The words of a rapper are significant now that hip-hop has become one of our day's most prominent musical styles. Possibly one of the most touching is Logic's own 1-800-273-8255. The song, "1-800-273-8255," is named after the United States national suicide prevention hotline and follows the story of a caller who contacts the service and the counselor on the other end of the line. It ends on a reflective note with an outro by rising R&B star Khalid, who sings the song's catchy refrain: "I want to feel alive." The number of calls to the hotline increased by about 30 percent in the three weeks after the song was released.
Macklemore's song revealed his struggles with drug addiction and his subsequent sobriety. Macklemore's career was only getting started when he began having alcohol and drug misuse problems. After his father staged an intervention in 2008, Macklemore checked himself into treatment, and except for the incident he discusses in this song, he has remained sober ever since. The lyrics are deep and meaningful, and they will help the listener appreciate and embrace the benefits of sobriety.
This song was sung by Dolly Parton in 2017 for the album "I BELIEVE IN YOU" for kids. The book was a hit in her children's Imagination Library, prompting the singer to create some songs based on its themes. She is especially moved by the songs "Chemo Hero" and "Brave Little Soldier," composed for her niece, who spent years fighting a potentially fatal illness. Parton said the album's title track was inspired by her niece's experience with leukemia as a youngster, which she mentioned in an interview promoting the album's release. For kids and teens dealing with health issues, this song can serve as a source of encouragement and confidence that they will get better.
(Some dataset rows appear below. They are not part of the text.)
PR #14791, opened 2015-04-08
not responding to JSON request with a 301 permanent redirect to HTML page

2is10:
@leogrim


2is10:
We should also fix KifiSiteRouter, as we discussed.

leogrim:
Thanks!

PR #14864, opened 2015-04-13
Using the default font-weight (400) instead of 100 (hairline) in emails

2is10:
@andrewconner @stkem 

It looks like maybe someone thought `100` means “normal” font-weight. These occurrences are on font sizes of 10 and 18, which are too small for a hairline font weight.


andrewconner:
Thanks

There are several allusions in the song regarding overcoming anxiety. Ariana Grande must deal with stress daily because she is a successful recording artist. Breathing exercises and mental relaxation techniques are not a replacement for medication, although they can help alleviate anxiety. Ariana describes her panic episodes and how she dealt with them in this song. The problem is that she still gets it on days when she needs to be working.
Stress and worry often seem to show up at the worst possible times. Unreal hallucinations, such as the room spinning around you, are common during an anxiety attack. 'Breathin' is a confessional song about the singer's life, as she has in the past discussed the daunting task of creating new music, recording it, releasing it on time, and promoting it.
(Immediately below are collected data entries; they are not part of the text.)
PR #14865, opened 2015-04-13
a font-smoothing mixin that sets -moz-osx-font-smoothing too

2is10:
@ahsu1230 introduced me to this property, added in Firefox 25 just for Macs, not yet documented in MDN.

In most places we were already using an apparently built-in `font-smoothing` mixin that outputs `-webkit-font-smoothing`. Now we have our own mixin that outputs both properties, and we’re using it consistently.

cc @andrewconner @stkem


andrewconner:
Nice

According to the website Genius, Pharrell Williams's "Happy" lyrics are about maintaining optimism in the face of adversity. There's a chorus when he tells the audience to "clap along" in various ways to show their happiness. The music gets stuck in your head and makes you want to sing along every time it comes on.
The track's emphasis on joy was deliberate. Williams told ScreenSlam in June 2013 that the song's optimistic tone came from the title. The producers of Despicable Me 2 sought out a melody with a lot of heart and positivity, and they found it in Pharrell Williams' "Happy." Although he composed the song specifically for the film, he was aware of its potential appeal outside of the movie's plot. "It was awesome to make a song that when you're feeling down, you can just play it and feel a whole lot better," Williams told the outlet.
Yellow Fever, by Fela Kuti and African 70, was released in 1971. The legendary figure in the song disapproved of some black people's practice of lightening one's complexion. The bleaching process, which he equated to a fever, was given the name "Yellow Fever" by him. He argued that bleaching leads to an unhealthy lifestyle and causes people to lose touch with who they truly are.